National Clinical Trial Number:NCT02954874
Clinical Trial Protocol Description:
This study is accepting patients at both Rush University Medical Center and Rush Copley Medical Center. Please see contact information below to join the study at one location.
This randomized phase III trial studies how well experimental drug MK-3475 (also called pembrolizumab) works in treating triple-negative breast cancer. The purpose of this study is to compare the usual approach (example: no more treatment additional post-operative chemotherapy), to any effects, good and/or bad, of pembrolizumab after surgery. This study will allow the researchers to know whether treatment with pembrolizumab is better, the same, or worse than the usual approach.

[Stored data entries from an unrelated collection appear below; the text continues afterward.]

PR #15584, opened 2020-02-17
Fix CSV export for idSite=all

### LINKED ISSUE #14362: csv export for VisitsSummary.getVisits with idSite=all and non-superuser not working
Reported twice in https://forum.matomo.org/t/matomo-api-to-fetch-results-for-idsite-all-in-csv-xls-or-tsv-format-not-working-for-normal-users/31663 and reproduced on my Matomo instance

Requesting the `VisitsSummary.getVisits` API when
- the user of the token_auth is not a superuser
- idSite=all is requested
- and format=csv (or xls)

then the following error appears:
> Error: The parameter 'idSite=' is missing from the request.

All other requests seem to work fine (e.g. format=json)

sgiehl:
problem was actually not only the CSV exporter, but also some plugins did failing defining their report metadata when `idSite=all`

fixes #14362


plugins/ImageGraph/ImageGraph.php
```diff
@@ -56,7 +56,7 @@ public function getReportMetadata(&$reports, $info)
         $idSite = $info['idSite'];
 
         // If only one website is selected, we add the Graph URL
-        if (empty($idSite)) {
+        if (empty($idSite) || 'all' === $idSite) {
```
diosmosis: Not super important but we could probably make these checks stronger w/ `!is_numeric($idSite)`. Think it would be a good idea?

sgiehl: changed that

diosmosis:
One other thing, can we add tests for this?

sgiehl:
@diosmosis add a new test

Issue #8567, opened 2015-08-13
Remove code tagged with `@deprecated` 


mattab:

tsteur:
I think so late in the release cycle we shouldn't remove any more methods and rather postpone it to next time. Looking through it there are > 50 deprecated comments and it would require quite a bit of work to make plugins compatible

PR #15586, opened 2020-02-17
Removes deprecated class Piwik\Translate

sgiehl:
refs #8567


tsteur:
BTW: I'm wondering in that case it it's worth removing the class? Not sure there is much of a down side to keep it and at the same time it might force heaps of plugins to change the code maybe? Might be the same for some other classes /methods. Wondering if sometimes we could just keep the old classes for simplicity of BC. In this case it wouldn't hurt us much maybe to keep that old class? 

Of course we'd still ideally change some usages to be a good example and make use of it correctly ideally. 

In general since we manage > 50 plugins it might be easier to sometimes just keep the old classes if they are as simple as the translate class

CHANGELOG.md
```diff
@@ -30,6 +30,7 @@ The Product Changelog at **[matomo.org/changelog](https://matomo.org/changelog)*
 * The deprecated Platform API class `\Piwik\Registry` has been removed. Use `\Piwik\Container\StaticContainer` instead
 * The deprecated Platform API class `\Piwik\TaskScheduler` has been removed. Use `\Piwik\Scheduler\Scheduler` instead
 * The deprecated Platform API class `\Piwik\DeviceDetectorFactory` has been removed. Use `\Piwik\DeviceDetector\DeviceDetectorFactory` instead
+* The deprecated Platform API class `\Piwik\Translate` has been remoced. Use `\Piwik\Translation\Translator` instead.
```
tsteur: btw typo in remoced

sgiehl:
We already deprecated that class in Piwik 2.11 and kept it in 3.x for BC. At some point we need to break BC and remove such stuff otherwise we will mess up the code with more and more such stuff :man_shrugging:

CHANGELOG.md
sgiehl:
```suggestion
* The deprecated Platform API class `\Piwik\Translate` has been removed. Use `\Piwik\Translation\Translator` instead.
```

tsteur:
>  At some point we need to break BC and remove such stuff otherwise we will mess up the code with more and more such stuff 🤷‍♂

Not sure how one file would mess up the code there? Of course it always depends but in this case not seeing it so much. There doesn't seem to be much of a harm as it's only forwarding methods anyway. If it helps keeping plugins easily compatible and less pain for us and developers be great. Personally, I love eg how Android and iOS etc keep BC basically almost forever (not saying we should always do this but when it's easy like there might be worth it)

sgiehl:
OK. What about keeping that class but triggering a deprecation notice
whenever a method is called and remove it in Matomo 5 then?

>

tsteur:
Not sure. I reckon in that case there might not even be a need to remove it in Matomo 5 either. I'm thinking if we can keep BC whenever it's easy for us we probably should. Could even remove the deprecated flag there. In development mode we could trigger a notice though maybe and recommend using a different way. 👍

sgiehl:
@tsteur readded the file, triggering deprecation notices in development mode

tsteur:
👍

core/Translate.php
```diff
@@ -123,7 +133,15 @@ private static function getTranslator()
...
     {
+        self::triggerDeprecationNotice();
         self::loadCoreTranslation();
         Manager::getInstance()->loadPluginTranslations();
     }
+
+    protected static function triggerDeprecationNotice()
+    {
+        if (Development::isEnabled()) {
+            trigger_error('Using \\Piwik\\Translate is deprecated. Use \\Piwik\\Translation\\Translator instead.', E_USER_DEPRECATED);
```
tsteur: btw any reason we're not using Log::warn or so?

sgiehl: No. Guess a warning should be fine as well, as it's only in development mode

sgiehl:
@tsteur let me know if you think it's ready to merge. Would do that in all linked repos then and update the submodules before merge.

tsteur:
@sgiehl I haven't really looked (only very quickly) but reckon it's  fine 👍 Unfortunately won't be able to do any reviews in the next 7 days :(

PR #15590, opened 2020-02-18
Fallback to JSON renderer if no valid format is given

tsteur:
Prevents exceptions like these which we are getting quite often due to security researchers trying different inputs

> Call to a member function getResponseException() on null","file":"\/core\/API\/Request.php","line":279,"request_id":"3e2b6","backtrace":" on \/var\/www\/html\/core\/API\/Request.php(279)\n#0 \/plugins\/API\/Controller.php(41)

Ideally will add a test but probably won't find the time soon.

### DIFF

Clinical Trial Eligibility Criteria:
In order to participate you must meet the following criteria:
- Have confirmed estrogen receptor (ER)-, progesterone receptor (PR)- and HER2-negative (triple-negative, TNBC) with residual invasive breast cancer.
- Have had neoadjuvant chemotherapy followed by surgery.
- Have completed your final breast surgery (rendering you free from disease) prior to screening registration.
You will be excluded from the study if any of the following criteria apply to you:
- Have metastatic disease.
- Have had prior immunotherapy with anti-PD-L1, anti-PD-1, anti-CTLA4 or similar drugs.
- Have active autoimmune disease that has required systemic treatment in past 2 years. (Replacement therapy is not considered a form of systemic treatment.)
This is a partial list of inclusion and exclusion criteria.